--- START ---
PR #629, opened 2022-07-26
feat(credentials): Add async credentials.

jkyle109:
Added async credential instances alongside existing sync credentials.
Added type hints.

Related to https://github.com/firebase/firebase-admin-python/issues/104

### DIFF
--- a/firebase_admin/credentials.py
+++ b/firebase_admin/credentials.py
@@ -17,7 +17,10 @@ import collections
 import json
 import pathlib
 
-from typing import Type
+from typing import (
+    Type,
+    List
+)
 
 import google.auth  # type: ignore
 from google.auth import default
@@ -32,7 +35,7 @@ from google.oauth2 import _service_account_async as service_account_async
 
 _request: requests.Request = requests.Request()
 _request_async: aiohttp_requests.Request = aiohttp_requests.Request()
-_scopes: list[str] = [
+_scopes: List[str] = [
     'https://www.googleapis.com/auth/cloud-platform',
     'https://www.googleapis.com/auth/datastore',
     'https://www.googleapis.com/auth/devstorage.read_write',
--- a/firebase_admin/credentials.py
+++ b/firebase_admin/credentials.py
@@ -17,14 +17,22 @@ import collections
 import json
 import pathlib
 
-import google.auth
-from google.auth.transport import requests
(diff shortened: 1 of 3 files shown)


firebase_admin/credentials.py
```diff
@@ -95,44 +120,54 @@ def __init__(self, cert):
...
 class ApplicationDefault(Base):
     """A Google Application Default credential."""
 
-    def __init__(self):
+    def __init__(self) -> None:
         """Creates an instance that will use Application Default credentials.
 
-        The credentials will be lazily initialized when get_credential() or
-        project_id() is called. See those methods for possible errors raised.
+        The credentials will be lazily initialized when get_credential(), get_credential_async()
```
egilmorez, line 162: Suggest code font for these literal references to functions, like "..when <code>get_credential()</code>,..."

egilmorez (approved):
LG with one formatting nit, thanks!

firebase_admin/credentials.py
lahirumaramba: @jkyle109 I think you can try double ` here. See https://github.com/firebase/firebase-admin-python/blob/master/firebase_admin/messaging.py#L130

jkyle109: Sounds good, Done!

requirements.txt
```diff
@@ -4,6 +4,7 @@ pytest >= 6.2.0
 pytest-cov >= 2.4.0
 pytest-localserver >= 0.4.1
 
+aiohttp == 3.8.1
```
lahirumaramba, line 7: Is there a reason to pin the version to `3.8.1` or is it safer to to `>=` here as well?

lahirumaramba (approved):
LGTM, Thank you!

lahirumaramba:
@jkyle109 I added the release:stage label to trigger integration tests just to be safe. Could you do an empty commit to trigger the CIs again, please? Thank you!
```
git commit --allow-empty -m "Trigger CIs"
```

requirements.txt
jkyle109: My reasoning for it originally was that it was since the latest release and the only one which is compatible. But I think it's still safe to have it be ``>=``.

jkyle109:
The failing integration test is also failing in master. Is this free to merge @lahirumaramba ?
--- END ---
In the entries above, some lines hold the string "that". Copy each of them.

         """Creates an instance that will use Application Default credentials.
jkyle109: My reasoning for it originally was that it was since the latest release and the only one which is compatible. But I think it's still safe to have it be ``>=``.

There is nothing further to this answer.